What is being asked —
When the string "from" is part of a line in the data below, report the whole line.

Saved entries
++++++++++++++++++++
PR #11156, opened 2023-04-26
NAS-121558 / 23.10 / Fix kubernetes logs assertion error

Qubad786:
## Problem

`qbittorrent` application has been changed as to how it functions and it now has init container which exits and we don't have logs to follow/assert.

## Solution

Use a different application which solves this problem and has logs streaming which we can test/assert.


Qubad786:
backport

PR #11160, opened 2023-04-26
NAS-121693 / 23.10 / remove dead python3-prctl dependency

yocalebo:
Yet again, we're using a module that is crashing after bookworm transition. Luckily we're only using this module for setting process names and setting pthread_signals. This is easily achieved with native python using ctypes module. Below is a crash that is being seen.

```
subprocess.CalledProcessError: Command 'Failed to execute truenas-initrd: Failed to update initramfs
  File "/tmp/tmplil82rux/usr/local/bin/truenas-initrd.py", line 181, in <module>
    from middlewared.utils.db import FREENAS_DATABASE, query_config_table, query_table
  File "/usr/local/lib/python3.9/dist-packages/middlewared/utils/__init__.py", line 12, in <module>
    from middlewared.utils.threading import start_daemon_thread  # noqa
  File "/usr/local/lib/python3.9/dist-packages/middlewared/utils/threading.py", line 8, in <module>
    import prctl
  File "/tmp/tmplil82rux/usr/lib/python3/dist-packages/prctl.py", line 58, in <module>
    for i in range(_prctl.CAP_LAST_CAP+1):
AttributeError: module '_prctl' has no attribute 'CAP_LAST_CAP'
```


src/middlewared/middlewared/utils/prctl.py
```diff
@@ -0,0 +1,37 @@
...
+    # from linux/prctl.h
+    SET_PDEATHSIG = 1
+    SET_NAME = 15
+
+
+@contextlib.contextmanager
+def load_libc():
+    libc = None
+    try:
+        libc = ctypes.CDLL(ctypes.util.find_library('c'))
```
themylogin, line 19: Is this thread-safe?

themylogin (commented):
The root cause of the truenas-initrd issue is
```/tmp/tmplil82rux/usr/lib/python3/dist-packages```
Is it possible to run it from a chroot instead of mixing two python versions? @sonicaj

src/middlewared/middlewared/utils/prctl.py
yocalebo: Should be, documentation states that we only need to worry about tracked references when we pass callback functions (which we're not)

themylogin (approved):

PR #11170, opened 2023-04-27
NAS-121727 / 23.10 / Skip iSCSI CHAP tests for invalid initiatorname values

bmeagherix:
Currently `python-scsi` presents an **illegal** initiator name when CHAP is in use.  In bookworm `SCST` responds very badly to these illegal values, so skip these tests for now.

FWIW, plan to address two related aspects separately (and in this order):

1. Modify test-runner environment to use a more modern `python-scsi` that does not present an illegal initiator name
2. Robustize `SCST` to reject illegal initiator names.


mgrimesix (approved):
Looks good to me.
++++++++++++++++++++
Answer to the exercise —
    from middlewared.utils.db import FREENAS_DATABASE, query_config_table, query_table
    from middlewared.utils.threading import start_daemon_thread  # noqa
+    # from linux/prctl.h
Is it possible to run it from a chroot instead of mixing two python versions? @sonicaj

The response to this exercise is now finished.